The other factor is the die temperature at which the LED is operating. Semiconductor lifetimes depend on temperature, and if the lamp manufacturer is overdriving the LED, or has the undersized heatsink system, the LED won't meet the specified lifetime.

I suppose another factor needs to be considered, too. And that is the susceptability to power line surges and transients. Any lamp can die an untimely death if subjected to a massive spike...

So, if you have a lamp in hand that you know is using CREE LEDs, and wonder about its longevity, I'd meassure the LED temperature, calculate the die temperature, and look at the data sheet for the LED to see if its being operated within the published specs. That's the engineer's way. The other way is to post a question here, get a lot of anicdotes, and take a guess you're comfortable with...


----------



## Kinnza (Aug 10, 2007)

Fully agree with what *brickbat *said.

The only accurate way is measuring temp and calculating LED's junction temps.

But if the bulb is running the LEDs at 350mA (for about 1w each) and the design decent, those LEDs should reach 50Kh of use before reaching 70% of initial output. Minimun 35Kh.

If the LEDs run harder, then accurate measurement would be required to do any stimation.


----------



## dirckj (Aug 13, 2007)

Now I are enguneer (mechanical), but I don't know how to go about measuring these critical temperatures, much less do a calculation of the junction temperature. I can say that it appears that the new designs that I have bought are far better than the early ones, simply because the early designs have horrid durability. Of course, I am hoping that the newer models will realize the longevity that you suggest may be possible. Time will tell. (But slowly, since I only these lights a max of 5 hours/day, or tops ~2k hours/year, meaning I will need to wait 25 years to know.) (And yeah, others will do 24/7 testing on equivalent bulbs so I will know before then, and some engineers will also Arrhenius evaluations, so maybe I won't have to gaze w/ glazed eyes until I'm well over 70.) 

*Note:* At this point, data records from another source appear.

PR #5617, opened 2021-01-19
youtubedl-GUI: Add recipe

win8linux:
[YouTubeDL-GUI](https://github.com/JaGoLi/ytdl-gui) is a Qt-based, graphical interface for `youtube-dl` that aims to be simple-to-use yet still provide various options such as file formats and quality levels.

image
image

It does have an icon, but perhaps it could be replaced later on for something more appropriate for Haiku:
image


humdingerb:
I created an icon for it: Icon

You can export the rdef from the IOM file: http://0x0.st/-i2o.iom
I suggest to add the .IOM file to the additional-files as well, in case people would like to improve it.

humdingerb:
I know you just did the port, but the GUI would be so much nicer when it either used pop-menus for the options, or at least arrange the radio buttons vertically. Oh well... :)

win8linux:
Those seem like good suggestions for upstream. ;)

humdingerb:
Done: https://github.com/JaGoLi/ytdl-gui/issues/10

net-misc/ytdl-gui/ytdl_gui-1.0.recipe
```diff
@@ -0,0 +1,79 @@
+SUMMARY="A simple-to-use, cross-platform graphical interface for youtube-dl"
+DESCRIPTION="YouTubeDL-GUI is a cross-platform graphical interface for \
+youtube-dl, a downloader for online media sharing services like YouTube,\
+ Vimeo, SoundCloud, Bandcamp, and more. It is based on Qt and aims to be\
```
humdingerb, line 4: To be nice and consistent, the spaces should be moved from the start of the line to the end of the previous line. As it's done already for the above lines.

net-misc/ytdl-gui/ytdl_gui-1.0.recipe
```diff
@@ -0,0 +1,79 @@
...
+LICENSE="GNU GPL v3"
+REVISION="1"
+srcGitTag="1.0"
+SOURCE_URI="https://github.com/JaGoLi/ytdl-gui/archive/$srcGitTag.tar.gz"
+CHECKSUM_SHA256="20d262cd3e5ce77b075e0ffee6b9d0480560856f687e1c63097fc146825166c6"
+SOURCE_FILENAME="ytdl-gui-$portVersion-tar.gz"
+SOURCE_DIR="ytdl-gui-$srcGitTag"
+ADDITIONAL_FILES="ytdl_gui.rdef.in"
+
+ARCHITECTURES="!x86_gcc2 x86 x86_64"
```
humdingerb, line 18: "x86" isn't officially supported anymore. It can be removed.

net-misc/ytdl-gui/ytdl_gui-1.0.recipe
```diff
@@ -0,0 +1,79 @@
...
+
+BUILD()
+{
+	make build
+}
+
+INSTALL()
+{
+	mkdir $appsDir
+	mv ./src/ytdl_gui $appsDir/ytdl_gui
```
humdingerb, line 67: Since the app appers in the Deskbar as "YouTubeDL-GUI" I think the executable should be "YouTubeDL-GUI" as well.
Maybe even just simply "YouTubeDL" ?

humdingerb (commented):
If you put the Icon-O-Matic file in the additional-files folder (without mentioning it in the recipe, ofc), people have the icon with nice meta data (named shapes/styles/paths) to edit.

net-misc/ytdl-gui/ytdl_gui-1.0.recipe
```diff
@@ -0,0 +1,79 @@
...
+	"
+
+BUILD()
+{
+	make build
+}
+
+INSTALL()
+{
+	mkdir $appsDir
```
humdingerb, line 66:
```suggestion
	mkdir -p $appsDir
```

humdingerb:
Does it work for you? I always just get a "Failed! Recheck input for errors." after a second. In Terminal I get: "grep: Perl matching not supported in a --disable-perl-regexp build".

net-misc/ytdl-gui/ytdl_gui-1.0.recipe
```diff
@@ -0,0 +1,79 @@
...
+ARCHITECTURES="!x86_gcc2 x86 x86_64"
+SECONDARY_ARCHITECTURES="x86"
+
+PROVIDES="
+	ytdl_gui$secondaryArchSuffix = $portVersion
+	app:YouTubeDL_GUI$secondaryArchSuffix = $portVersion
+	"
+REQUIRES="
+	haiku$secondaryArchSuffix
+	cmd:youtube_dl$secondaryArchSuffix
```
Begasus, line 27: youtube_dl is primary architecture so:
```diff
- 	cmd:youtube_dl$secondaryArchSuffix
+ 	cmd:youtube_dl
```

Begasus:
youtube-dl works for me in Terminal, I'm getting another report when trying to download with this one (translated from Dutch):
```
grep: support for the option '-P' in not included in this program version
```

Begasus:
Seems to be a grep thing? 
```
-#: src/search.c:606
-msgid "The -P option is not supported"
-msgstr "Ondersteuning voor de optie -P is in deze versie niet opgenomen"
-
 #: src/search.c:619
+msgid "Support for the -P option is not compiled into this --disable-perl-regexp binary"
+msgstr "Ondersteuning voor de optie '-P' is in deze programmaversie niet opgenomen"
```

Begasus:
Removing the "P" from the line solved it for me, download went well, this line needs a fix for this to work:
https://github.com/JaGoLi/ytdl-gui/blob/927f129a4613d27f3dc7f3cc98fd71e3e3199798/src/mainactions.cpp#L122
```diff
-    std::string parse_output = R"(stdbuf -o0 grep -oP '^\[download\].*?\K([0-9]+)' | tee /tmp/ytdl_prg)";
+    std::string parse_output = R"(stdbuf -o0 grep -o '^\[download\].*?\K([0-9]+)' | tee /tmp/ytdl_prg)";
```

Begasus:
Progress bar is not showing the progress for the download

net-misc/ytdl-gui/ytdl_gui-1.0.recipe
win8linux: It would be more preferable to have the executable name be the same as either the package name or the upstream project's shorthand (`ytdl-gui`). I have thought about changing the Deskbar link to "*YouTube Downloader*" to match the window title.  However, that seems to be quite generic as there are other such YouTube downloaders that label themselves as such. If any of the non-web ones get ported to Haiku, then some confusion may ensue.

If others feel that it is ok though, then I would be willing to change the Deskbar link name to match the window title.

Begasus: Tab shows "Youtube Downloader" maybe that's more in line?

humdingerb: On whatever name you settle, I suggest to have it be the same for executable and Deskbar link. E.g.  a launcher like QuickLaunch won't find the app when entering "youtube", though the app appears as "YouTubeDL-GUI" in the Application menu of the Deskbar. When running, it appears in the Deskbar as the executable's name, currently "ytdl_gui".

The window title of the app "Youtube Downloader" can differ from the app name IMO. But the above mess should be avoided. :)

Begasus:
After making some local changes to the recent grep recipe (doesn't build for gcc2) and some alternate option to configure this is working ok now :)
youtubedl-gui

win8linux:
Should I just switch to using Git revisions instead of tags? Based on the conversation in the closed upstream issue, it seems like the better idea.

Begasus:
> Should I just switch to using Git revisions instead of tags? Based on the conversation in the closed upstream issue, it seems like the better idea.

I don't think it would solve the grep problem, need to check it out first, for now I would just stick to this version

win8linux:
Not so much due to the `grep` problem, but rather due to what @JaGoLi said about the rapid pace of development.

Begasus:
From his comment there:
```
There you can also get a preview of the changes so you can test the app before pushing it out to the haiku userbase.
```

win8linux:
On a related note, should I add `ffmpeg` as a dep? Not sure whether it already comes with the base system, which would render it redundant.

Begasus:
So far it's not a deppendency, so lets wait on how it progresses there, I think ffmpeg is only needed for playback

Begasus:
Still some issues left for it, but I got to build and save audio files from a playlist earlier on the beta branch :)
youtube-dl-gui

Begasus:
Still some issues left for it, but I got to build and save audio files from a playlist earlier on the beta branch :)



> On a related note, should I add `ffmpeg` as a dep? Not sure whether it already comes with the base system, which would render it redundant.

At least "cmd:ffmpeg$secondaryArchSuffix" is needed in REQUIRES

Begasus:
And another milestone :)
youtube-dl-gui

net-misc/ytdl-gui/ytdl_gui-1.0.recipe
```diff
@@ -0,0 +1,80 @@
...
+SECONDARY_ARCHITECTURES="x86"
+
+PROVIDES="
+	ytdl_gui$secondaryArchSuffix = $portVersion
+	app:YouTubeDL_GUI$secondaryArchSuffix = $portVersion
+	"
+REQUIRES="
+	haiku$secondaryArchSuffix
+	cmd:youtube_dl
+	cmd:ffmpeg$secondaryArchSuffix
```
Begasus, line 28: Still looking into this, maybe we should move this dependency to youtube_dl

Begasus: You can drop this, added it to the dependency for youtube-dl :)
```diff
- 	cmd:ffmpeg$secondaryArchSuffix
```

net-misc/ytdl-gui/ytdl_gui-1.0.recipe
```diff
@@ -0,0 +1,80 @@
...
+	lib:libcrypto$secondaryArchSuffix
+	lib:libiconv$secondaryArchSuffix
+	lib:libGL$secondaryArchSuffix
```
Begasus, line 31: Add this for supporting mp4 files:
```
+	lib:libmp4v2$secondaryArchSuffix
```

Begasus:
Thanks! Let's merge this one for now, maybe there will be a new release shortly :) (PS, you can switch to cmake build then) :)

PR #5641, opened 2021-01-26
osl: bump to v1.10.13

kenmays:
Bump Haiku build to Open Shading Language v1.10.13.
Ref: #4669


extrowerk:
The pointcloud.cpp patch seems to be unnecessary, at least on 64 bit it builds fine.
Every test fails tho:
```
OSError: [Errno -2147459070] File or Directory already exists
```

Begasus:
> The pointcloud.cpp patch seems to be unnecessary, at least on 64 bit it builds fine.

That was the starting point on trying to enable it for 32-bit @extrowerk

Begasus:
Build failed on 32-bit, please check
https://build.haiku-os.org/buildmaster/master/x86_gcc2/logviewer.html?buildruns/1186/builds/2071.log

PR #5644, opened 2021-01-30
mc, move to secondary architecture

Begasus:


Begasus:
Moving to gcc8 as gcc2 bails out with parse errors: https://build.haiku-os.org/buildmaster/master/x86_gcc2/logviewer.html?buildruns/1100/builds/1938.log

PR #6812, opened 2022-04-03
mtxclient, bump version, coeurl new recipe

extrowerk:


dev-libs/mtxclient/mtxclient-0.7.0.recipe
```diff
@@ -25,8 +25,12 @@ REQUIRES="
 	lib:libboost_iostreams$secondaryArchSuffix
 	lib:libboost_system$secondaryArchSuffix
 	lib:libboost_thread$secondaryArchSuffix
```
deepbluev7, line 27: Why is boost still part of the dependencies?

Begasus: Was checking the source on github when I saw you removed it from the dependencies, should indeed be removed.

Begasus:
According to nephele the patchset should be re-enabled for disabling QSingleApplication, atm conflicts as nheko has been disabled (crashes reported by nephel)

PR #6818, opened 2022-04-09
texlive: update to 2022

jmairboeck:
just texlive_core for now, I will add texlive (the texmf part) next.

I just renamed the patchset from 2021 and it still applied cleanly (which is a bit surprising). According to [the high-level changelog](https://tug.org/texlive/doc/texlive-en/texlive-en.html#news), it could be that the "SELFAUTO" patch is not actually needed any more, but we will only see that after the upgrade is finished and this is tested. It will probably not be harmful though, so we can just keep it anyway, I think.

I tested the build on x86_64 (nightly). Could someone please check x86?


app-text/texlive/texlive-2022.recipe
```diff
@@ -195,7 +195,7 @@ GLOBAL_WRITABLE_FILES="
 	"
 
 PATCH() {
-	sed -i "s|\`kpsewhich -var-value=SELFAUTOPARENT\`|\"$dataDir/texlive\"|" $sourceDir/tlpkg/TeXLive/TLUtils.pm
+	sed -i "s|\`kpsewhich -var-value=TEXMFROOT\`|\"$dataDir/texlive\"|" $sourceDir/tlpkg/TeXLive/TLUtils.pm
```
jmairboeck, line 198: This is apparently what was meant with the change from SELFAUTOPARENT to TEXMFROOT, not the actual code in kpsewhich.

jmairboeck:
I noticed that the linting CI job failed because it was tried to find a package called "subpackageInfos" which doesn't exist obviously. I used the `.recipe` file extension on it to get correct synatax highlighting and because it is an actual recipe snippet (not a full recipe on its own). Should I rename the file regardless, or could the linter be changed so that it ignores files in additional-files, or should we just ignore it?

Begasus:
I think it's safe to ignore for now

Begasus:
Missing dependencies for lib:libbrotlydec and lib:libbz2 in REQUIRES

jmairboeck:
shouldn't there be a policy check for missing dependencies? I didn't get any warnings besides some missing cmd: PROVIDES, which I have added.

Begasus:
> shouldn't there be a policy check for missing dependencies? I didn't get any warnings besides some missing cmd: PROVIDES, which I have added.

I got POLICY ERRORS on them for 3 cmd in the PROVIDES section (running haikuporter in strict mode)

Begasus:
This fixes the freetype detection here: https://gitweb.gentoo.org/repo/gentoo.git/tree/app-text/texlive-core/texlive-core-2021-r1.ebuild#n183

Begasus:
PS, latest version atm is 20220403 ;)

jmairboeck:
> This fixes the freetype detection here: https://gitweb.gentoo.org/repo/gentoo.git/tree/app-text/texlive-core/texlive-core-2021-r1.ebuild#n183
freetype-config not being found seems not to be a problem.

> **EDIT** not sure if it's related to this, at first I got some undefined references (-lnetwork), adding `LDFLAGS="-lnetwork"` got pass that but now stuck with `undefined reference to `getpass'`, so not there yet ... (32bit nightly)

this means that the reautoconf script from the patch function didn't work correctly. It runs autoconf internally, but that only does something if the `configure` script isn't newer than the corresponding `configure.ac` file. The best way to fix this temporarily is to

1. make sure the patchset is applied
2. run `touch texk/{dvipdfm-x,web2c}/configure.ac` in the sourceDir (to make sure the patched configure.ac scripts are current)
3. run `reautoconf` again

jmairboeck:
>     2. run `touch texk/{dvipdfm-x,web2c}/configure.ac` in the sourceDir (to make sure the patched configure.ac scripts are current)

should i add that to the recipe before calling reautoconf in the patch function just to make sure? Right now, it only works when building "cleanly", i.e. when the patchset is applied before running the patch function.

jmairboeck:
> **EDIT** not sure if it's related to this, at first I got some undefined references (-lnetwork), adding `LDFLAGS="-lnetwork"` got pass that but now stuck with `undefined reference to `getpass'`, so not there yet ... (32bit nightly)

`getpass` is defined in `libbsd`, so `LDFLAGS="-lnetwork -lbsd" would also work probably.

jmairboeck:
Before merging this, I need to investigate why xetex doesn't find the DejaVu fonts even though they are installed (see https://github.com/haikuports/haikuports/pull/6836#issuecomment-1107855046). On MacOS, there are similar problems apparently: https://tex.stackexchange.com/a/426682/52759.

jmairboeck:
I found out what the problem was: xetex uses system fonts and finds them using fontconfig. For fontconfig to find the fonts, its cache needs to be current. The cache needs to be rebuilt with `fc-cache -f`.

On the other hand, I are enguneer and fascinated with these things, and I like the bluish color, so maybe you will find me gazing dazedly on...


----------



## James Jackson (Aug 13, 2007)

Well, I have a couple of the newer Acriche 120VAC LEDs from Seoul Semi.

They come mounted to a thermal board, and you need to wire wires to the SMT pads, and add a heatsink.

The ones that I got are rated at 150 lumens and 4.0 watts.

I added a salvaged heatsink from a pc IC, and two 10-degree lenses - and wired it to an Edison base socket.

I plugged this in to the light socket, and lit it up. It's bright!

I measured the power at about 3.0 watts. Not bad.

The light - I measured at about 150 lux - at 1 meter - which jives with their spec.

I also measured the temp with an InfraRed thermometer - and it gets to about 80-degrees C. 

I think it'll be working for a while - unless it 'pops' from a powerline surge.

I like it a LOT!!!

Regards,

James


----------